- Why not just total token usage in my application code?
- Because the questions are aggregations — spend per user, tokens per model, cost per day — and pulling rows back to sum them in app code is fragile and slow as volume grows. Asking the LLM to add them up is worse: arithmetic over a list is a hallucination generator. nlqdb runs the GROUP BY in Postgres and shows you the SQL it ran.
- How do the token and cost numbers get into the database?
- Write one row per LLM call — user, model, prompt and completion tokens, computed cost, timestamp — with the deterministic `nlqdb_remember` MCP tool or a parameterised INSERT through `POST /v1/run` (`GLOBAL-015`). The row shape stays a trust boundary, built server-side, not LLM-guessed.

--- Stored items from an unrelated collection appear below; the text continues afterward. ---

PR #1200, opened 2021-10-25
feat(core): create heatmap chart 

Akshat55:
### Updates
- Create heat map
- Create custom color scale (Color scale is WIP)
- Export to all charting libraries

image

- [ ] Demos all features
- [ ] Documented/annotated
- [ ] Matches UI/UX specs
- [ ] Accessible


packages/core/src/styles/graphs/_heatmap.scss
```diff
@@ -0,0 +1,96 @@
...
+		}
+
+		rect.null-state {
+			fill: #f4f4f4;
+		}
+	}
+
+	@if $carbon--theme == $carbon--theme--g10 {
+		rect.heat {
+			stroke: #f4f4f4;
```
theiliad, line 69: are there carbon tokens that have these values?

theiliad: you can probably ask @DianaStanciulescu or @jeanservaas

packages/core/src/services/scales-cartesian.ts
```diff
@@ -214,6 +214,15 @@ export class CartesianScales extends Service {
...
 	}
 
+	getCustomDomainValuesByposition(axisPosition: AxisPositions) {
+		return Tools.getProperty(
+			this.model.getOptions(),
+			'axes',
+			axisPosition,
+			'domain'
+		);
+	}
```
theiliad, line 224: let's add that validation here... isArray && length === 2, and we can probably send a console.error if the wrong format is provided

packages/core/src/model/heatmap.ts
```diff
@@ -0,0 +1,326 @@
...
+			this.getDisplayData().forEach((d, i) => {
+				this._matrix[d[domainIdentifier]][d[rangeIdentifier]] = {
+					value: d['value'],
+					index: i,
+				};
+			});
+		}
+
+		return this._matrix;
+	}
```
theiliad, line 195: Do we absolutely need all the processing?

The answer doesn't have to be a no, but if it is then we should simplify

packages/core/src/interfaces/enums.ts
```diff
@@ -250,3 +250,20 @@ export enum LegendItemType {
...
+/**
+ * enum of color legend types
+ */
+export enum ColorLegendType {
+	LINEAR = 'linear',
+	QUANTIZE = 'quantize',
+}
+
+/**
+ * enum of axis ticks rotation
```
theiliad, line 263: is this the right comment?

packages/core/src/interfaces/components.ts
```diff
@@ -44,6 +45,18 @@ export interface LegendOptions {
...
+	 * enabled by default on select charts
+	 */
+	colorLegend?: {
+		/**
+		 * Text to display beside or on top of the legend
+		 * Position is determined by text length
+		 */
+		title?: string;
+		type: ColorLegendType;
+	};
```
theiliad, line 59: would this add `colorLegend` to the types for the rest of the charts? is that what we want?

packages/core/src/interfaces/charts.ts
```diff
@@ -137,7 +138,14 @@ export interface BaseChartOptions {
...
 		 * e.g. { enabled: true }
 		 */
-		gradient?: object;
+		gradient?: {
+			enabled?: boolean;
+			/**
+			 * hex color array
+			 * e.g. ['#fff', '#000', ...]
+			 */
+			colors?: Array<String>;
```
theiliad, line 147: do we want this applied to other chart types?

packages/core/src/charts/heatmap.ts
```diff
@@ -0,0 +1,188 @@
...
+			)
+		);
+
+		// Initialize data, services, components etc.
+		this.init(holder, chartConfigs);
+	}
+
+	// Custom getChartComponents - Implements getChartComponents
+	// Removes zoombar support and additional `features` that are not supported in heatmap
+	private getChartComponentsList(graphFrameComponents: any[], configs?: any) {
```
theiliad, line 54: this should just go into `getChartComponents`...?

packages/core/src/components/axes/hover-axis.ts
```diff
@@ -0,0 +1,264 @@
...
+import { AxisPositions, Events, ScaleTypes } from '../../interfaces';
+import { ChartModel } from '../../model/model';
+import { DOMUtils } from '../../services';
+import { Tools } from '../../tools';
+import * as Configuration from '../../configuration';
+
+// D3 Imports
+import { select } from 'd3-selection';
+
+export class HoverAxis extends Axis {
```
theiliad, line 12:
```suggestion
export class HoverableAxis extends Axis {
```

packages/core/src/components/axes/hover-axis.ts
```diff
@@ -0,0 +1,264 @@
...
+	constructor(model: ChartModel, services: any, configs?: any) {
+		super(model, services, configs);
+	}
+
+	render(animate = true) {
+		super.render(animate);
+		// Remove existing event listeners to avoid flashing behavior
+		super.destroy();
+		const { position: axisPosition } = this.configs;
```
theiliad, line 21:
```suggestion

		const { position: axisPosition } = this.configs;
```

packages/core/src/components/axes/hover-axis.ts
```diff
@@ -0,0 +1,264 @@
...
+import { select } from 'd3-selection';
+
+export class HoverAxis extends Axis {
+	constructor(model: ChartModel, services: any, configs?: any) {
+		super(model, services, configs);
+	}
+
+	render(animate = true) {
+		super.render(animate);
+		// Remove existing event listeners to avoid flashing behavior
```
theiliad, line 19:
```suggestion

		// Remove existing event listeners to avoid flashing behavior
```

packages/core/src/components/axes/two-dimensional-hover-axes.ts
```diff
@@ -0,0 +1,122 @@
+// Internal Imports
+import { TwoDimensionalAxes } from './two-dimensional-axes';
+import { AxisPositions } from '../../interfaces';
+import { Tools } from '../../tools';
+import { DOMUtils } from '../../services';
+import { Events } from './../../interfaces';
+import { HoverAxis } from './hover-axis';
+
+export class TwoDimensionalHoverAxes extends TwoDimensionalAxes {
```
theiliad, line 9:
```suggestion
export class TwoDimensionalHoverableAxes extends TwoDimensionalAxes {
```

packages/core/src/components/axes/two-dimensional-hover-axes.ts
```diff
@@ -0,0 +1,122 @@
...
+
+			Object.keys(this.children).forEach((childKey) => {
+				const child = this.children[childKey];
+				child.margins = this.margins;
+			});
+
+			this.render(true);
+		}
+	}
+}
```
theiliad, line 122: is this an almost identical copy of `TwoDimensionalAxis`?

If yes, then we should avoid that...

For instance, if you'd like to do `new HoverAxis()` you can just set that as an attribute in the class and only extend that...

e.g.

```ts
private AxisComponent = Axis;
```


```ts
private AxisComponent = HoverableAxis;
```

packages/core/src/components/essentials/color-scale-legend.ts
```diff
@@ -0,0 +1,327 @@
...
+			'legend',
+			'colorLegend',
+			'title'
+		);
+
+		const customColorsEnabled = !Tools.isEmpty(customColors);
+		const domain = this.model.getValueDomain();
+
+		const svg = this.getComponentContainer();
+		svg.html('').attr('role', Roles.GROUP);
```
theiliad, line 128: so we're setting the SVG innerHTML to '' everytime? is there not a better way to render using d3 here?

packages/core/src/components/essentials/color-scale-legend.ts
```diff
@@ -0,0 +1,327 @@
...
+		const group = svg.append('g').classed('legend-rectangle', true);
```
theiliad, line 129:
```suggestion

		const group = svg.append('g').classed('legend-rectangle', true);
```

packages/core/src/interfaces/events.ts
```diff
@@ -65,6 +65,9 @@ export enum Axis {
 	LABEL_MOUSEMOVE = 'axis-label-mousemove',
 	LABEL_CLICK = 'axis-label-click',
 	LABEL_MOUSEOUT = 'axis-label-mouseout',
+	LABEL_FOCUS = 'axis-label-focus',
+	LABEL_BLUR = 'axis-label-blur',
+	RENDER_COMPLETE = 'axis-render-complete',
```
theiliad, line 70: seems like these are added only for the new HoverableAxis components, we should also add them to the existing axis components

theiliad (changes requested):
Overall I think it looks ok, just a couple of considerations around efficiency and duplication

packages/core/src/services/scales-cartesian.ts
Akshat55: Fixed:

```ts
	getCustomDomainValuesByposition(axisPosition: AxisPositions) {
		const domain = Tools.getProperty(
			this.model.getOptions(),
			'axes',
			axisPosition,
			'domain'
		);

		// Check if domain is an array
		if (domain && !Array.isArray(domain)) {
			throw new Error(
				`Domain in ${axisPosition} axis is not a valid array`
			);
		}

		// Determine number of elements passed in domain depending on scale types
		if (Array.isArray(domain)) {
			if (
				(this.scaleTypes[axisPosition] === ScaleTypes.LINEAR ||
					this.scaleTypes[axisPosition] === ScaleTypes.TIME) &&
				domain.length !== 2
			) {
				throw new Error(
					`There can only be 2 elements in domain for scale type: ${this.scaleTypes[axisPosition]}`
				);
			}
		}

		return domain;
	}
```

packages/core/src/interfaces/charts.ts
Akshat55: Yes, I think it makes sense to define what object attribute it accepts, setting it to `object` is not documentation friendly.

[https://charts.carbondesignsystem.com/documentation/interfaces/_interfaces_charts_.basechartoptions.html#color](https://charts.carbondesignsystem.com/documentation/interfaces/_interfaces_charts_.basechartoptions.html#color)

That being said, not all chart types support gradient.

packages/core/src/interfaces/components.ts
Akshat55: The option currently is **ONLY** used by Heatmap - if we are going to have future charts that use color legend, it makes sense to put it under the legend option, since it is a legend. 

Setting the ``type`` or ``title`` will not do enable or do anything in other chart types.

packages/core/src/components/essentials/color-scale-legend.ts
Akshat55: Fixed, switched over to AppendOrSelect for commonly used elements like title & axis and wrapper (<g>)

packages/core/src/interfaces/events.ts
Akshat55: I have added `RENDER_COMPLETE` event to all charts, but the `LABEL_FOCUS` && `LABEL_BLUR` events I cannot since we do not provide axis focus via tab-index on non-hoverable cartesian charts.

packages/core/src/components/axes/two-dimensional-hover-axes.ts
Akshat55: Removed `two-dimensional-hover-axes.ts` file. Now cartesian models define what type of axes to create via `protected axisFlavor = AxisFlavor.DEFAULT;` variable. Defined it in main `ChartModelCartesian` set to default and over rid the variable in heatmap model to `AxisFlavor.HOVER`.

packages/core/src/components/axes/two-dimensional-hover-axes.ts
Akshat55: No longer applicable

packages/core/src/interfaces/enums.ts
Akshat55: Fixed

packages/core/src/styles/graphs/_heatmap.scss
Akshat55: Fixed

packages/core/src/interfaces/enums.ts
```diff
@@ -250,3 +250,28 @@ export enum LegendItemType {
...
+	AUTO = 'auto',
+	OFF = 'off',
+}
+
+/**
+ * enum of axis flavor
+ */
+export enum AxisFlavor {
+	DEFAULT = 'default',
+	HOVER = 'hover',
```
theiliad, line 276:
```suggestion
	HOVERABLE = 'hoverable',
```

theiliad (changes requested):

packages/core/src/components/axes/hover-axis.ts
theiliad: Also the name of the file

packages/core/src/model/heatmap.ts
Akshat55: I think it is good to have this processing, it only happens on chart creation but it speeds up our axes hover. Instead of iterating through entire data length (n), we can access the row/column by simply accessing the object key (constant).

Additionally, it allows us to find any cells that are empty in the matrix.

Usage can be found here - [https://github.com/carbon-design-system/carbon-charts/blob/b57e14cdf3db0d02fd454ad356aa40a1e1996213/packages/core/src/components/graphs/heatmap.ts#L352](https://github.com/carbon-design-system/carbon-charts/blob/b57e14cdf3db0d02fd454ad356aa40a1e1996213/packages/core/src/components/graphs/heatmap.ts#L352)

Akshat55: Updated efficiency from n^2 to 2n

packages/core/src/interfaces/enums.ts
Akshat55: Fixed

packages/core/src/interfaces/components.ts
theiliad: Let's (for now) extend this to a `HeatmapLegendOptions` and only include there, as we haven't figured out how this new legend type will work with other chart types

theiliad (changes requested):
Just the 2 remaining changes for `hover-axis.ts` & the legend types requested above

Also @Akshat55 could you pls add the `experimental` flag to the demos?

Akshat55:
@theiliad, made them experimental and moved color legend under heatmap options

theiliad (approved):
LGTM, tried to look at everything 👍🏻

Then ask the cost questions in English over the same table.
- Can I see the SQL behind the cost numbers?
- Always — every answer returns the result rows plus the compiled SQL under a trace toggle (`SK-WEB-005`), so you can verify the grain (per call vs per user) before trusting a spend figure. nlqdb never hides the SQL behind the answer.
- Is this a replacement for an LLM observability tool like Langfuse or Helicone?
- No — those proxy or instrument your calls and capture token and cost automatically, with tracing UIs built for it. nlqdb is the database half: you decide what to log, and you get a SQL query planner over it for ad-hoc 'spend per X' questions without a per-seat dashboard tool. They compose; nlqdb doesn't proxy your traffic.